WHAT TO DO: Copy, from the material below, each line that contains the word "previous".

RECORDS FOR THE TASK:
————

PR #3239, opened 2024-12-26
py: REAL type tests for MAX and MIN aggregates

rivudhk:


python/tests/aggregate_tests/test_float_tbl.py
```diff
@@ -0,0 +1,17 @@
...
+
+class aggtst_real_table(TstTable):
+    """Define the table used by REAL tests"""
+
+    def __init__(self):
+        self.sql = """CREATE TABLE real_tbl(
+                        id INT,
+                        c1 REAL,
+                        c2 REAL NOT NULL);"""
+        self.data = [
```
mihaibudiu, line 12: maybe when you do DOUBLE you can just add more columns to this table

mihaibudiu (approved):

PR #3252, opened 2025-01-03
dbsp_adapters: Add comments.

blp:
It took me some time to track down what `/metadata` is supposed to do, so here's a comment to save time later.


lalithsuresh:
Do we even use the metadata endpoint? My recollection was that it was ignored during pipeline creation.

blp:
> Do we even use the metadata endpoint? My recollection was that it was ignored during pipeline creation.

I don't know.

ryzhyk:
We probably no longer use it for anything. It's probably a good idea to double-check that we don't and remove it.

PR #3260, opened 2025-01-06
pipeline-manager: reduce monitoring overhead

snkas:
The manager currently retrieves all columns when retrieving a pipeline irrespective of which ones are needed, and only applies a filter at API endpoints. This becomes an issue when pipelines fields become very large, which in particular can occur for `program_code` and `program_info`. This results in unnecessarily high CPU usage.

This commit adds new and modifies some existing database operations to retrieve pipeline descriptors with only the fields relevant to monitoring. These operations are then used both internally when monitoring pipelines (e.g., by the SQL compiler, Rust compiler, and runners), as well as by the API endpoints when possible (e.g., when the field selector is `status`).

### DIFF
--- a/crates/pipeline-manager/src/api/examples.rs
+++ b/crates/pipeline-manager/src/api/examples.rs
@@ -1,8 +1,6 @@
 // Example errors for use in OpenAPI docs.
 use crate::api::error::ApiError;
-use crate::api::pipeline::{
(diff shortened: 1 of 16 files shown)


gz:
Tests go through now in a few seconds, lets get this merged :)

Issue #2365, opened 2024-08-28
build arm images


gz:
on macbooks it currently installs/uses the AMD64 images but we should build ARM images for it. This is probably why compilation time on mac is much slower when using docker.

lalithsuresh:
@gz aarch64 images would be great for the additional reason that we can then use Graviton instances on AWS.

PR #3282, opened 2025-01-09
[CI] Add arm64 release image build to containers.yml

Karakatiza666:
Ensure devcontainer works on arm64

Fix https://github.com/feldera/feldera/issues/2365: build arm images

### DIFF
--- a/.github/workflows/containers.yml
+++ b/.github/workflows/containers.yml
@@ -1,4 +1,4 @@
-name: Docker Build
+name: Build release images
 
 on:
   schedule:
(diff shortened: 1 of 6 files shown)


deploy/Dockerfile
```diff
@@ -77,6 +78,8 @@ RUN /root/.cargo/bin/cargo chef prepare --recipe-path recipe.json
 # layer for faster incremental builds of source-code only changes
 FROM chef AS builder
 ENV CARGO_INCREMENTAL=0
+# Making gcc, installed as a part of build-essentials, a default C compiler to build Rust dependencies
+ENV CC=gcc-13
```
lalithsuresh, line 82: What happens without this line?

lalithsuresh (approved):
Thanks for taking care of this.

deploy/Dockerfile
Karakatiza666: The compilation succeeds, but when attempting cross-compilation with QEMU emulation the choice of compiler was important for the successful build, so I left explicitly setting the compiler for better visibility in case of a future compiler incompatibility between platforms

.github/workflows/containers.yml
```diff
@@ -56,31 +72,78 @@ jobs:
...
+        run: |
+            docker manifest create ${{ env.PIPELINE_MANAGER_IMAGE }} \
+              ${{ env.PIPELINE_MANAGER_IMAGE }}@${{needs.build-and-push-image.outputs.digest-linux-amd64}} \
+              ${{ env.PIPELINE_MANAGER_IMAGE }}@${{needs.build-and-push-image.outputs.digest-linux-arm64}}
+            docker manifest push ${{ env.PIPELINE_MANAGER_IMAGE }}:latest
+      - name: Push versioned manifest
+        if: github.event_name == 'release'
+        run: |
+            docker manifest create ${{ env.PIPELINE_MANAGER_IMAGE }} \
+              ${{ env.PIPELINE_MANAGER_IMAGE }}:linux-amd64 \
```
lalithsuresh, line 147: I'm pretty sure this will always overwrite the same tags (pipeline-manager:linux-amd64 and pipeline-manager:linux-arm64?). I think what you want instead is pipeline-manager-amd64 and pipeline-manager-arm64, which will each have their own "latest" and tags.

lalithsuresh (changes requested):

deploy/Dockerfile
```diff
@@ -139,6 +139,6 @@ RUN arch=`dpkg --print-architecture | sed "s/arm64/aarch64/g" | sed "s/amd64/x86
 ENV PATH="$PATH:/home/feldera/.cargo/bin:/home/feldera/mold/bin"
 ENV RUSTFLAGS="-C link-arg=-fuse-ld=mold"
 # Run the precompile phase to speed up Rust compilations during deployment
-RUN ./pipeline-manager --bind-address=0.0.0.0 --sql-compiler-home=/home/feldera/lib/sql-to-dbsp-compiler --dbsp-override-path=/home/feldera/lib --precompile
+# RUN ./pipeline-manager --bind-address=0.0.0.0 --sql-compiler-home=/home/feldera/lib/sql-to-dbsp-compiler --dbsp-override-path=/home/feldera/lib --precompile
```
lalithsuresh: You'll need to re-enable this.

lalithsuresh (approved):

PR #3294, opened 2025-01-11
[SQL] Support for UUID type

### LINKED ISSUE #3190: Support UUID type in SQL
The goal is to handle UUIDs more efficiently compared to the String or Vec<u8> representation, while automatically converting them to/from the standard string representation during parsing/serialization.

- [x] Implement UUID support in Calcite (https://issues.apache.org/jira/browse/CALCITE-6738) https://github.com/apache/calcite/pull/4110
- [x] Implement UUID support in Feldera SQL
- [ ] Support (de)serializing UUIDs from the various supported data formats. 
- [ ] Ad hoc queries - Datafusion doesn't currently support the UUID type, so we'll have to make UUID's look like strings to Datafusion

mihaibudiu:
Fixes #3190 

Some more work needs to be done in adapters and perhaps pipeline manager to properly support the type.


mihaibudiu:
@gz @ryzhyk @snkas please add commits to this PR as needed

crates/adapters/src/format/avro/schema.rs
```diff
@@ -475,6 +476,7 @@ impl AvroSchemaBuilder {
                     attributes: BTreeMap::new(),
                 })
             }
+            SqlType::Uuid => AvroSchema::String,
```
snkas, line 479: There seems to also be a `Bytes` type in the `AvroSchema`, is there a particular reason for Parquet a binary representation is used whereas for Avro a string?

sql-to-dbsp-compiler/SQL-compiler/src/test/java/org/dbsp/sqlCompiler/compiler/sql/simple/RegressionTests.java
```diff
@@ -1496,11 +1496,6 @@ public void testSlt() {
 
     @Test
     public void issue3199() {
-        this.statementsFailingInCompilation("""
```
snkas, line 1499: Is this related to the PR?

snkas (commented):
Looks good, thanks for adding the type to the schema test in the SQL compiler of the pipeline-manager. The only change for pipeline-manager I can see is that the OpenAPI spec changed, doesn't seem there are edits needed on that front.

sql-to-dbsp-compiler/SQL-compiler/src/test/java/org/dbsp/sqlCompiler/compiler/sql/simple/RegressionTests.java
mihaibudiu: it's a bug fixed in Calcite which makes this test wrong.

ryzhyk:
@mihaibudiu I am making progress on adding support for UUID to adapters. I ran into this bug in the process:

```sql

CREATE TABLE not_materialized(id bigint not null);

CREATE TABLE "TaBle1"(id bigint not null) with ('materialized' = 'true');

CREATE TABLE t1 (
    id INT NOT NULL,
    dt DATE NOT NULL,
    uid UUID NOT NULL
) with (
  'materialized' = 'true',
  'connectors' = '[{
    "transport": {
      "name": "datagen",
      "config": {
        "plan": [{
            "limit": 5
        }]
      }
    }
  }]'
);
CREATE TABLE t2 (
    id INT NOT NULL,
    st VARCHAR NOT NULL
) with (
  'materialized' = 'true',
  'connectors' = '[{
    "transport": {
      "name": "datagen",
      "config": {
        "plan": [{
            "limit": 5
        }]
      }
    }
  }]'
);
CREATE MATERIALIZED VIEW joined AS ( SELECT t1.dt AS c1, t2.st AS c2, t1.uid as c3 FROM t1, t2 WHERE t1.id = t2.id );
CREATE MATERIALIZED VIEW view_of_not_materialized AS ( SELECT * FROM not_materialized );
```

Rust error
```
   Compiling project-03b4fd2c37d14d0d48f0a990c1e5ecb6d84c229b61c8595aa074269656f8ccd4 v0.1.0 (/Users/leonid/.feldera/compiler/rust-compilation/projects/project-03b4fd2c37d14d0d48f0a990c1e5ecb6d84c229b61c8595aa074269656f8ccd4)
error[E0507]: cannot move out of `t_1` which is behind a shared reference
   --> projects/project-03b4fd2c37d14d0d48f0a990c1e5ecb6d84c229b61c8595aa074269656f8ccd4/src/main.rs:218:55
    |
218 |             (Tup1::new((*t_1).0), Tup2::new((*t_1).1, (*t_1).2), )
    |                                                       ^^^^^^^^ move occurs because `t_1.2` has type `feldera_sqllib::Uuid`, which does not implement the `Copy` trait

error[E0507]: cannot move out of `t_4` which is behind a shared reference
   --> projects/project-03b4fd2c37d14d0d48f0a990c1e5ecb6d84c229b61c8595aa074269656f8ccd4/src/main.rs:231:17
    |
231 |                 (*t_4).1)
    |                 ^^^^^^^^ move occurs because `t_4.1` has type `feldera_sqllib::Uuid`, which does not implement the `Copy` trait

For more information about this error, try `rustc --explain E0507`.
error: could not compile `project-03b4fd2c37d14d0d48f0a990c1e5ecb6d84c229b61c8595aa074269656f8ccd4` (bin \"project-03b4fd2c37d14d0d48f0a990c1e5ecb6d84c229b61c8595aa074269656f8ccd4\") due to 2 previous errors
```

mihaibudiu:
If uuid was u128 it would have copy. I was hoping they have a very efficient implementation.

mihaibudiu:
I have pushed a commit which fixes this problem

mihaibudiu:
in fact I amended my previous commit, hopefully this won't cause problems

ryzhyk:
> maybe we should use u128 ourselves instead of the rust uuid?

I think Rust uuid is fine, and probably has the exact same performance.

docs/sidebars.js
```diff
@@ -176,6 +176,7 @@ const sidebars = {
                         'sql/system',
                         'sql/table',
                         'sql/udf',
+                        'sql/uuid',
```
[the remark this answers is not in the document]
mihaibudiu: string is not really about types

docs/sql/uuid.md
```diff
@@ -0,0 +1,38 @@
...
+
+## UUID value operations
+
+`UUID` values can be cast to strings (`VARCHAR` or `CHAR`), producing
+a string with a representation similar to the one of UUID literals
+described above.
+
+`CHAR` or `VARCHAR` values can be cast to `UUID` values.  The cast
+will succed if the string contains has the same shape as a legal UUID
+literal; otherwise a runtime error will occur.
```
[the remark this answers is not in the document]
mihaibudiu: have to match the Calcite behavior. I am not sure there are casts that return null on failure. But there is another function SAFE_CAST, which does exactly that. (But I don't think we support it, have to check.)

ryzhyk (approved):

————

EXPECTED ANSWER:
error: could not compile `project-03b4fd2c37d14d0d48f0a990c1e5ecb6d84c229b61c8595aa074269656f8ccd4` (bin \"project-03b4fd2c37d14d0d48f0a990c1e5ecb6d84c229b61c8595aa074269656f8ccd4\") due to 2 previous errors
in fact I amended my previous commit, hopefully this won't cause problems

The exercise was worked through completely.